Pharmaceutical polypeptides requires multiple injections daily, since these pharmaceuticals have short half life in the body and poor physical and chemical stability, and they are susceptible to the degradation by various proteases. Exenatide is used b.i.d as an s.c. injection, which brings to patients a heavy burden in body, psychology and economy, and thus compliance of patients is limited. Accordingly, current studies of anti-diabetic drugs focus on structurally modifying Exendin-4 and developing new dosage form, in order to prolong plasma half life of Exendin-4 and increase systemic drug exposure.
Polymer modification technique is a potent modification technique which was developed since 1970s, in which PEGylation is a typical technique. This technique is to chemically conjugate PEG to a pharmaceutical protein, in order to modify the surface of the protein. Upon PEG modification, molecular weight of proteins is increased and clearance rate in kidney is decreased. In addition, a conjugated PEG chain results in steric hindrance on the modified protein molecule, leading to reduction of protein hydrolysis by proteases in blood. Thus, it efficiently prolongs the residence of proteins in circulation, and leads to prolongation of plasma half life and systemic drug exposure, resulting in improved efficacy.
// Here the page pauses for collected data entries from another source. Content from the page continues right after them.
PR #834, opened 2016-03-27
umask: add page

slash3b:
New page for `umask` command.

### DIFF
--- a/pages/linux/umask.md
+++ b/pages/linux/umask.md
@@ -1,0 +1,15 @@
+# umask
+
+> Display file creation mask or set file creation mask to octal value.
+
+- Display current value as octal:
+
+`umask`
+
+- Display current value symbolically:
+
+`umask -S`
+
+- Turn off permission bits with octal value 'nnnn':
+
+`umask {{nnnn}}`
--- a/pages/linux/umask.md
+++ b/pages/linux/umask.md
@@ -1,19 +1,19 @@
 # umask
 
-> Set permission for newly created files for current user.
+> Manage the read/write/execute permissions that are masked out (i.e. restricted) for newly created files by the user.
 
-- Display mask value as octal:
+- Display the current mask in octal notation:
 
 `umask`
 
-- Set the mask using octal notation:
-
-`umask {{nnnn}}`
-
-- Display mask value in human-readable mode:
+- Display the current mask in symbolic (human-readable) mode:
 
 `umask -S`
 
-- Set the mask using symbolic notation:
+- Change the mask symbolically to allow read permission for all users (the rest of the mask bits are unchanged):
 
-`umask {{ u - user | g - groups | o - others | a - all }}{{ + enable | - disable | = enable specified }}{{ r - read | w -write | x- execute }}`
+`umask {{a+r}}`
+
+- Set the mask (using octal) to restrict no permissions for the file's owner, and restrict all permissions for everyone else:
+
+`umask {{077}}`
--- a/pages/linux/umask.md
+++ b/pages/linux/umask.md
@@ -1,15 +1,19 @@
 # umask
 
-> Display file creation mask or set file creation mask to octal value.
+> Set permission for newly created files for current user.
 
-- Display current value as octal:
+- Display mask value as octal:
 
 `umask`
 
-- Display current value symbolically:
+- Set the mask using octal notation:
+
+`umask {{nnnn}}`
+
+- Display mask value in human-readable mode:
 
 `umask -S`
 
-- Turn off permission bits with octal value 'nnnn':
+- Set the mask using symbolic notation:
 
-`umask {{nnnn}}`
+`umask {{ u - user | g - groups | o - others | a - all }}{{ + enable | - disable | = enable specified }}{{ r - read | w -write | x- execute }}`


pages/linux/umask.md
```diff
@@ -0,0 +1,15 @@
+# umask
+
+> Display file creation mask or set file creation mask to octal value.
```
waldyrious: This description wasn't entirely clear for me. Wikipedia puts it better: "determines the settings of a **mask** that controls how file permissions are set for [the current **user**'s] newly created files" (emphasis mine). Shall we rewrite the command description to use something closer to this?

pages/linux/umask.md
```diff
@@ -0,0 +1,15 @@
...
+
+- Display current value as octal:
+
+`umask`
+
+- Display current value symbolically:
```
waldyrious: "symbolically" is too vague IMO. How about "using human-readable symbols"?

pages/linux/umask.md
```diff
@@ -0,0 +1,15 @@
...
+
+`umask -S`
+
+- Turn off permission bits with octal value 'nnnn':
```
waldyrious: Not sure this is clear for beginners... any ideas how to reword the description?

pages/linux/umask.md
slash3b: I agree. What is better "Set file permissions for newly created files." or something like "Set file mode creation mask." ?

pages/linux/umask.md
slash3b: Ok, I like "human-readable", haven't thought about that. Will make the change.

pages/linux/umask.md
slash3b: I tried to describe exactly what command does, here are a few more variants:
```
- Set permissions to be turned off with sequence of 3 or 4 numbers from 0 to 7:
`umask {{nnnn}}`
- Turn off permissions providing permission rule with number sequence 'nnnn' where 'n' >= 0 or <= 7:
`umask {{nnnn}}`
```

pages/linux/umask.md
waldyrious: I would prefer "user" and "mask" to remain in the description somehow.

waldyrious:
I'm still confused tbh, especially with the "turn off" part. Here's what Wikipedia says, which seems straightforward to me:

`umask 0077        # set the mask to 0077`

pages/linux/umask.md
waldyrious: I'm still confused tbh, especially with the "turn off" part. Here's what Wikipedia says, which seems straightforward to me:

`umask 0077        # set the mask to 0077`

slash3b: Ok, I'm trying to explain it. Set the mask for ... may be confusing for beginners, I googled it. A lot of people do not know what the mask is and how it works in this case.

If you insist I will change it to `- Set the mask to {{nnnn}}`

waldyrious: I'm not advocating for using "mask" in this example description, just in the global description (in order to explain where the command name comes from). What confuses me here is the "turn off" expression -- what do you mean by that? Apart from that, I'm perfectly fine with phrasing the example description with "set permissions".

slash3b: By "turn off" I mean the following example:
```
[root@latitude /]# umask
0022
[root@latitude /]# mkdir test
drwxr-xr-x    2 root root  4096 Apr 13 21:13 test
[root@latitude /]# umask 0777
[root@latitude /]# mkdir test2
d---------    2 root root  4096 Apr 13 21:14 test2

```

Please find updated commit with corrections.

waldyrious: Huh. I didn't get this at first, but re-reading [Wikipedia](https://en.wikipedia.org/wiki/Umask) (emphasis mine):

> The mask **restricts** permission settings. If the mask has a bit set to "1", it means the corresponding initial file permission will be **disabled**. A bit set to "0" in the mask means that the corresponding permission will be determined by the program and the system. In other words, the mask acts as a last-stage filter that **strips away permissions** as a file is created; **each bit that is set to a "1" strips away its corresponding permission**.

This isn't clear in the command description. We should find a way to make that clear, without making it too long.

Also, perhaps we should add at least one example using the [symbolic notation](https://en.wikipedia.org/wiki/Umask#Setting_the_mask_using_symbolic_notation), which is more intuitive.

slash3b: Sure, I'll add example with symbolic notation.
Do you have any suggestions for  `umask {{nnnn}}` ?

pages/linux/umask.md
```diff
@@ -1,15 +1,19 @@
...
+
+- Display mask value in human-readable mode:
 
 `umask -S`
 
-- Turn off permission bits with octal value 'nnnn':
+- Set the mask using symbolic notation:
 
-`umask {{nnnn}}`
+`umask {{ u - user | g - groups | o - others | a - all }}{{ + enable | - disable | = enable specified }}{{ r - read | w -write | x- execute }}`
```
slash3b: @waldyrious, please check my last commit. I'm not sure about symbolic notation example I added. It seems wrong to not show all options and and the same time the line seems cumbersome.

waldyrious: Will do later today and give you feedback :) sorry for the delay.

waldyrious:
Here's my suggestion. What do you think?

```
# umask

> Manage the read/write/execute permissions that are masked out (i.e. restricted) for newly created files by the user.

- Display the current mask in octal notation:

`umask`

- Display the current mask in symbolic (human-readable) mode:

`umask -S`

- Change the mask symbolically to allow read permission for all users (the rest of the mask bits are unchanged):

`umask {{a+r}}`

- Set the mask (using octal) to restrict no permissions for the file's owner, and restrict all permissions for everyone else:

`umask {{077}}`
```

slash3b:
thank you @waldyrious, you really managed to soften the rough edges. 
I am going to commit your version.

waldyrious:
Glad you like it :) I'll merge then. Thanks for the patience!

slash3b:
thank you for guidance.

At present, PEGylation has progressed into its second generation, site specific PEGylation. Site specific PEGylation can be used to specifically modify certain amino acids in proteins, and thereby prevent random modification. As such, the structure of active center in proteins is less influenced and certain antigenic sites are selectively intervened, resulting in reducing disadvantages such as reduced biological activity and increased heterogeneity due to non-site-specific PEGylation.
Scientists have carried out some studies on polymer modification of Exendin-4. Young and Prickett (CN1372570A) proved that Exendin-4 is mainly metabolized by renal clearance. Thus they modified Exendin-4 using PEG with a molecular weight ranging from 500 to 20,000 Dalton (Da). Wenchao Bao, Hongjing Xu, Gang Yu, Yajun Zuo (CN101125207A) performed amino modification in Exendin-4 using PEG with a molecular weight ranging from 20 kDa to 50 kDa.
However, there are disadvantages in existing Exendin-4 or variants thereof and various modified forms, including high administration frequency, which brings to patients heavy physical, psychological and economical burden. Thus compliance of patients is limited, and these drugs cannot be widely used. Accordingly, there still need new Exendin-4 variants and the variants modified by polymer.